[[ SOURCE DATA open ]]

PR #700, opened 2022-05-14
Add broken link checking Action

wolf99:
Also adjusts the entire workflow to only run if a PR or push contains changes to a markdown file.

This will require the addition of an access token in the repository, if one does not already exist. The token is used to avoid rate-limiting by GitHub when the Lychee Action uses the GitHub API. Further info in the comments in the change.


wolf99:
Lots of URLs that are in code blocks are failing. My understanding is that Lychee should automatically ignore code blocks, so I have raised an issue on the Lychee Action: https://github.com/lycheeverse/lychee/issues/618 .

Moving this to draft until this is resolved.

wolf99:
Oh man, godaddy and globalsign websites suck.

wolf99:
@ldennington the link checker fails this GitLab link (https://github.com/GitCredentialManager/git-credential-manager/blob/main/docs/faq.md?plain=1#L158) because it is only accessible to a logged in user. I could try to tell the checker to ignore it, but there would then be no warning if GitLab were to change the URL.

Options:

1. Ignore it and take the risk. This is the same as the current situation where there is no link checker
2. Remove the URL and rely on the prose description only. This suffers the same problem really as the prose would need updating if GitLab changed where these settings are.

As the risk is essentially the same either way, I suggest option 1. I would like to get your thought on it, as maybe there are other options that I am not aware of?

wolf99:
I have raised https://github.com/lycheeverse/lychee-action/issues/136 to understand how to mitigate the issue with the `file:///...` link.

ldennington:
> As the risk is essentially the same either way, I suggest option 1. I would like to get your thought on it, as maybe there are other options that I am not aware of?

I agree that we should go with option 1. I did a quick search, and I'm not seeing any instructions for revoking OAuth Application access in GitLab's docs, which means we'll need to stick with these DIY instructions. Although the link checker thinks this is problematic, the docs are ultimately intended for our users, and I think they will find the link helpful 🙂.

wolf99:
Rebased and now ignores the specific GitLab URL as agreed, so this is good to go.
Apologies for the delay, I've been moving across the country 🙂 .

mjcheetham (approved):

mjcheetham:
Thanks for this! Broken links are a pain which should be avoided now :-)

PR #708, opened 2022-05-18
Fix install from source validation

ldennington:
#705 exposed a previously-obfuscated issue in our `validate-install-from-source` pipeline. We were not cloning the repo with its full history, which broke `Nerdbank.GitVersioning` (see failure [here](https://github.com/GitCredentialManager/git-credential-manager/actions/runs/2346353840)). This change fixes the issue (check out [this successful test](https://github.com/ldennington/git-credential-manager/actions/runs/2346516061) run in my fork).

### DIFF
--- a/.github/workflows/validate-install-from-source.yml
+++ b/.github/workflows/validate-install-from-source.yml
@@ -23,6 +23,8 @@ jobs:
     container: ${{matrix.vector.image}}
     steps:
       - uses: actions/checkout@v3
+        with:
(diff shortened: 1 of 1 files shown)


payephyoeaung87 (commented):
Thank you I'm responsible for my shortcomings Gihub I apologize to the organization. Again, thank you very much.

payephyoeaung87:
I can only say thank you for the review because of my lack of qualifications.

PR #717, opened 2022-05-31
Manually scan `$PATH` on POSIX systems 

### LINKED ISSUE #671: which isn't always located in /usr/bin
In PosixEnvironment.TryLocateExecutable, the program attemtps to execute `/usr/bin/which` which isn't always located there.

In my system running NixOS, it is actually located in `/nix/store/z8rqsaqqgnjxld3kf180k0h1p7zn1wv3-system-path/bin/which` (however this can change) and `/usr/bin` only contains `env`.

The hardcoded path:
https://github.com/GitCredentialManager/git-credential-manager/blob/2ab9429da68614c30f3d67782115700ddcf0040c/src/shared/Core/Interop/Posix/PosixEnvironment.cs#L34-L36

mjcheetham:
Because the `which` command is not always located in `/usr/bin` on all POSIX systems, we cannot directly call `/usr/bin/which` to do program location for us. Oh the irony..

We might be able to use `env` to locate `which`, but again the `env` utility isn't always found in the same place, so we're stuck.

Instead we now manually scan the `$PATH` variable directories looking for the program we need to find, in the same way we do on Windows (for different reasons).

This should also be slightly faster as you'd hope .NET's `String.Split` method and `lstat` calls are faster than `fork`/`exec`-ing another executable?

Fixes #671

### DIFF
--- a/src/shared/Core.Tests/EnvironmentTests.cs
+++ b/src/shared/Core.Tests/EnvironmentTests.cs
@@ -1,4 +1,6 @@
+using System;
 using System.Collections.Generic;
+using GitCredentialManager.Interop.Posix;
 using GitCredentialManager.Interop.Windows;
 using GitCredentialManager.Tests.Objects;
 using Xunit;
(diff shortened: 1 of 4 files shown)


src/shared/Core/EnvironmentBase.cs
```diff
@@ -104,6 +103,38 @@ public virtual Process CreateProcess(string path, string args, bool useShellExec
 
             return new Process { StartInfo = psi };
         }
+
+        public bool TryLocateExecutable(string program, out string path)
```
ldennington, line 107: Awesome! This method is super easy to understand, and it's great we were able to consolidate the UNIX and Windows logic.

src/shared/Core.Tests/EnvironmentTests.cs
```diff
@@ -67,5 +68,66 @@ public void WindowsEnvironment_TryLocateExecutable_Windows_ExistsMultiple_Return
...
+
+            Assert.True(actualResult);
+            Assert.Equal(expectedPath, actualPath);
+        }
+
+        [PlatformFact(Platforms.Posix)]
+        public void PosixEnvironment_TryLocateExecutable_ExistsMultiple_ReturnTrueAndFirstPath()
+        {
+            string pathVar = "/home/john.doe/bin:/usr/local/bin:/usr/bin:/bin:/usr/sbin:/sbin";
+            string execName = "foo";
```
ldennington, line 113: Nit: consider making these instance variables or constants to avoid repetition.

src/shared/Core/EnvironmentBase.cs
```diff
@@ -104,6 +103,38 @@ public virtual Process CreateProcess(string path, string args, bool useShellExec
...
+            // find it! Oh the irony..
+            // We could also try using "env" to then locate "which", but the same problem exists in
+            // that "env" isn't always in a standard location.
+            //
+            // On Windows we should avoid using the equivalent utility "where.exe" because this will
+            // include the current working directory in the search, and we don't want this.
+            //
+            // The upshot of the above means we cannot use either of "which" or "where.exe" and must
+            // instead manually scan the PATH variable looking for the program.
+            // At least both Windows and UNIX use the same name for the $PATH or %PATH% variable!
```
ldennington, line 120: Nit: we seem to be using POSIX in some places (the commit message) and UNIX in others (this comment). Is it ok to use them interchangeably in this way?

ldennington (approved):
This is awesome! 🚀 Added a few nitpicky comments, but overall great work!

src/shared/Core/EnvironmentBase.cs
mjcheetham: Yeah, I've not been very strict in the past about POSIX vs UNIX. POSIX is a subset of UNIX-like behaviour/implementation.

Perhaps this should probably be "Unix" and use class names like `UnixEnvironment` etc because, especially in this case, POSIX doesn't _strictly_ define the file system path formats beyond [this](https://pubs.opengroup.org/onlinepubs/009695399/basedefs/xbd_chap03.html#tag_03_266).

VMS paths can be pretty different from UNIX paths. I know @dscho has more opinions on UNIX vs POSIX.

In GCM there are various mapped C Standard Library APIs that are under `src/Core/Interop/Posix/Native` because they're in the POSIX standard, but then there are implementation-specific-isms that live in `Interop/Linux/Native` and `Interop/MacOS/Native`.

mjcheetham:
@dscho I'd like your opinion on this change.

We're moving from `/usr/bin/which` to manually scanning `$PATH` (split on `:` and search for `<path>/<program>` left to right until we find a file).

My original assumption here was that `/usr/bin/env` was also not standardised (like the location of `which` is not), but seems like it may be?

In either case, do you think it's better to stick with this change (scanning `$PATH` manually) or change to using `/usr/bin/env` to help locate things by doing `/usr/bin/env which <program>`?

dscho:
> We're moving from `/usr/bin/which` to manually scanning `$PATH` (split on `:` and search for `<path>/<program>` left to right until we find a file).

Makes sense to me. It's not only better-controlled code, it's also substantially quicker than spawning a program.

> My original assumption here was that `/usr/bin/env` was also not standardised (like the location of `which` is not), but seems like it may be?

The location of `/usr/bin/env` is pretty much guaranteed by the billions of scripts out there that have `#!/usr/bin/env <blablabla>` as first line, where `<blablabla>` is anything from `python` to `perl` to `ruby`.

If anybody would install `env` anywhere else, all those scripts would fail to work.

> In either case, do you think it's better to stick with this change (scanning `$PATH` manually) or change to using `/usr/bin/env` to help locate things by doing `/usr/bin/env which <program>`? (Bearing in mind we're having to manually scan `%PATH%` on Windows anyway.)

Honestly, I'd rather scan `$PATH` manually. That gives us much better control (for example, we can choose _not_ to respect `PATHEXT` and decide that we're only interested in `.exe` files).

dscho:
> > In either case, do you think it's better to stick with this change (scanning `$PATH` manually) or change to using `/usr/bin/env` to help locate things by doing `/usr/bin/env which <program>`? (Bearing in mind we're having to manually scan `%PATH%` on Windows anyway.)
> 
> Honestly, I'd rather scan `$PATH` manually. That gives us much better control (for example, we can choose _not_ to respect `PATHEXT` and decide that we're only interested in `.exe` files).

Obviously this comment does not _quite_ apply here because this PR is about POSIX systems, but I still like the manual approach better.

src/shared/Core.Tests/EnvironmentTests.cs
mjcheetham: Done!

PR #719, opened 2022-05-31
Add `read_repository` GitLab OAuth Scope

### LINKED ISSUE #669: [GitLab] Token provided by GCM for gitlab.com does not work for Source Link request.
GCM for GitLab uses the `repository_write` scope for its tokens. This provides read/write access for Git over HTTP operations but does not provide repository read operations via the GitLab API. This means that GCM does not provide tokens that can be used to authenticate Source Link requests.

This isn't a bug, per se, as GCM is using the correct scope for pure git.exe operations. This is its intended purpose. It is, however, a missed opportunity. Visual Studio leverages GCM to authenticate Source Link requests, and expanding the scope used could allow Visual Studio to use Source Link for private gitlab.com repos, which has been a gap for several releases. 

A more in depth write up can be found here: https://github.com/dotnet/sourcelink/issues/281#issuecomment-1100426378

I am hoping somebody from GCM or GitLab can speak to this. My testing of GCM token's against GitLab API requests makes me **believe** that the scope is the issue, but I'm not 100% sure.

Thanks!

ldennington:
# Overview

Add `read_repository` to supported OAuth Scopes for GitLab. Because `read_repository` grants permissions to read files on private projects using the Repository Files API, it will enable Visual Studio to use Source Link to download files from private GitLab repositories 🎉. The Git Credential Manager GitLab OAuth Application has also been updated with the `read_repository` scope to work with this change.

# 🚨 Important Notes 🚨 

In order to use the new `read_repository` scope, users will need to do the following with existing OAuth apps for their instances:

1. Update them to have the `read_repository` scope.
2. Require users to revoke the application by doing the following:
     1. Navigate to https://gitlab.com/-/profile/applications
     2. Scroll to **Authorized applications**
     3. Click the "Revoke" button next to the name of their instance's app (**Git Credential Manager** is used here for demonstration purposes)
         Screen Shot 2022-05-31 at 2 13 30 PM
     5. Wait for a notification stating **The application was revoked access.**
        Screen Shot 2022-05-31 at 2 15 49 PM
     6. Re-authorize the application with the new scope (GCM should handle this flow for them)

Additionally, although `read_repository` works for the [API required by source link](https://docs.gitlab.com/ee/api/repository_files.html#get-raw-file-from-repository), our testing did uncover that there are certain APIs ([listing a repository tree](https://docs.gitlab.com/ee/api/repositories.html#list-repository-tree), for example) that require additional scopes (in this case, `read_api`). These scopes may also need to be added in the future.

# Testing

I did the following to test these changes:

1. Create a new test OAuth application with `write_repository` and `read_repository` scopes.
2. Update `GitLabDevClientId` and `GitLabDevClientSecret` in my global Git config with the test Application ID and Secret.
3. Remove existing GitLab access/refresh tokens from Keychain.
5. Update [this line](https://github.com/GitCredentialManager/git-credential-manager/blob/f5bd57908b17e7772dde33d84c3a2634fb9d4768/src/shared/GitLab/GitLabHostProvider.cs#L15) to contain `read_repository` locally and build and install GCM with this new scope.
6. Clone a repo (to force re-authentication and add new access/refresh tokens to Keychain).
7. Copy the new access token from Keychain.
8. Attempt this CURL request.
```console
curl "https://gitlab.com/api/v4/projects/36617582/repository/files/README.md/raw?access_token=<COPIED TOKEN>"
```
9. Verified contents of `README.md` were printed to my terminal.

Fixes #669


ldennington:
@Bene81 as FYI.

mjcheetham (approved):
We may want to add the instructions on how to revoke access to the FAQs, or a link from an FAQ to a separate "how to revoke access on GitLab" markdown doc.

hickford:
> 1. Update the OAuth app to have the read_repository scope.
> 2. Require users to revoke the application 

Is step 2 necessary? What happens if the user doesn't revoke?

PR #721, opened 2022-06-02
Fix failing GitHub Action Script

ldennington:
While [testing the `arm64` updates to our release workflow](https://github.com/ldennington/git-credential-manager/runs/6700234325?check_suite_focus=true), I noticed that the GitHub Actions script to publish the release had mysteriously started failing. It turns out that #715 was the culprit - as of `v5`, `actions/github-script` updated GitHub API method calls to contain the word `rest`. [Here](https://github.com/ldennington/git-credential-manager/runs/6702218352?check_suite_focus=true) is an example of a successful test run with these changes.


dscho (approved):
Good catch!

[[ SOURCE DATA closed ]]

### ASSIGNED TASK
Transcribe the records above exactly, beginning at the line that contains "ldennington, line 120: Nit: we" and ending with the line that contains "Makes sense to", both included, and nothing else.

### YOUR SOLUTION
ldennington, line 120: Nit: we seem to be using POSIX in some places (the commit message) and UNIX in others (this comment). Is it ok to use them interchangeably in this way?

ldennington (approved):
This is awesome! 🚀 Added a few nitpicky comments, but overall great work!

src/shared/Core/EnvironmentBase.cs
mjcheetham: Yeah, I've not been very strict in the past about POSIX vs UNIX. POSIX is a subset of UNIX-like behaviour/implementation.

Perhaps this should probably be "Unix" and use class names like `UnixEnvironment` etc because, especially in this case, POSIX doesn't _strictly_ define the file system path formats beyond [this](https://pubs.opengroup.org/onlinepubs/009695399/basedefs/xbd_chap03.html#tag_03_266).

VMS paths can be pretty different from UNIX paths. I know @dscho has more opinions on UNIX vs POSIX.

In GCM there are various mapped C Standard Library APIs that are under `src/Core/Interop/Posix/Native` because they're in the POSIX standard, but then there are implementation-specific-isms that live in `Interop/Linux/Native` and `Interop/MacOS/Native`.

mjcheetham:
@dscho I'd like your opinion on this change.

We're moving from `/usr/bin/which` to manually scanning `$PATH` (split on `:` and search for `<path>/<program>` left to right until we find a file).

My original assumption here was that `/usr/bin/env` was also not standardised (like the location of `which` is not), but seems like it may be?

In either case, do you think it's better to stick with this change (scanning `$PATH` manually) or change to using `/usr/bin/env` to help locate things by doing `/usr/bin/env which <program>`?

dscho:
> We're moving from `/usr/bin/which` to manually scanning `$PATH` (split on `:` and search for `<path>/<program>` left to right until we find a file).

Makes sense to me. It's not only better-controlled code, it's also substantially quicker than spawning a program.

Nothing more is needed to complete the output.